Las cuevas de Bhaji se encuentran entre las más antiguas de la India y datan de finales del siglo II a principios del I. antes de Cristo e., que corresponde a la era temprana del budismo. La mayoría de ellos constan de pasillos sencillos (viharas) con celdas adyacentes con camas sencillas en forma de estantes; muchos tienen terrazas toscas frente a ellos. La sala absidal de Chaitya Bhaji, Cueva 2, que contiene una estupa pero no estatuas, está decorada con 1 pilares simples inclinados hacia afuera, que replican el estilo de los edificios de madera. Las ranuras en la piedra del arco exterior indican que alguna vez hubo una puerta o fachada de madera. Más al sur, la última Cueva 12 es un vihara decorado con magníficas tallas.
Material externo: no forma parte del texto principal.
PR #7548, opened 2020-12-11
Add hook to allow modders to more easily control if endermen can place blocks on top of their blocks

pupnewfster:
This PR exposes a method in `IForgeBlock` to control if an Enderman can place a given block on top of a modder's block. My use case is to be able to deny Endermen from placing blocks on some of my blocks without having to listen to the full on block place event of all entities, though another thing this PR makes possible is for modders to relax the place requirements on their blocks to allow Endermen to place blocks on top of theirs even if it is "air" or opaque.


marchermans (approved):
A bit weird to test this, since a test mod did not make sense.

But it seems to be working, I created a endvoid world with a custom block and just bedrock and checked if they could place on my block.

Seems to be working.

pupnewfster:
Updated this PR based on comments from lex after discussing it on discord. A brief summary:

Original implementation is too specific, and is just asking for methods like `canMyChinchillaPlaceThisDirtOnTopOfYourBlockOnTuesday` to end up being added. Given the goal of the PR is to allow mods to blacklist blocks from being able to have endermen place things on them (similar to how vanilla hardcodes bedrock as invalid) and given the logic is server side only, tags fit well into this use case. This PR now adds a block tag `forge:enderman_place_on_blacklist` that allows modders to add their blocks to this blacklist.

Misteriosamente, los científicos han identificado las esculturas rupestres como representaciones de los dioses hindúes Surya e Indra, que aparecen a menudo en el Rig Veda, el texto indio más antiguo. En la mitología védica, se describe tradicionalmente a Surya, el dios del sol, volando por el cielo y ahuyentando la oscuridad; aquí, a la izquierda de la entrada, conduce un carro tirado por cuatro caballos y lo acompañan dos mujeres que sostienen un paraguas y un abanico. El carro aplasta los cuerpos desnudos de demonios femeninos que parecen flotar en el aire. El panel de la derecha supuestamente muestra a Indra, que en los Vedas representa la fuerza, el relámpago, el trueno y la lluvia, y gracias a cierta cantidad de la bebida sagrada soma que bebe, a menudo se vuelve enorme. Este sorprendente bajorrelieve esculpido representa dos figuras montadas en un elefante (el vehículo de Indra), todas ellas gigantescas en relación con el paisaje. El elefante sostiene con su trompa lo que parece un pequeño árbol.
Bedsa
Es muy posible que al visitar las cuevas de BEDSE no te encuentres con nadie, lo cual es su mayor ventaja. Cuando llegues al pueblo, situado a 12 km más allá de Bhaja por la NH-4, o a 3 km en autobús desde Kamshet, la estación de tren más cercana, tendrás que preguntar cómo acceder al sendero que conduce a las cuevas, que no está señalizado en de todos modos. Los niños de la aldea local pueden aceptar subir una colina empinada contigo pagando una tarifa.
La sala chaitya de Bedsa, excavada más tarde que la de Karli, es mucho más sencilla. La entrada aquí es sumamente estrecha, se conduce a través de un pórtico, que parece estar sostenido (aunque no es así) por cuatro columnas octogonales de más de 7 m de altura con bases en forma de vasija y capiteles acampanados; en las losas escalonadas volcadas en la parte superior hay imágenes talladas de búfalos, caballos y elefantes. En el interior, 26 columnas octogonales simples conducen a una estupa monolítica sin decoración.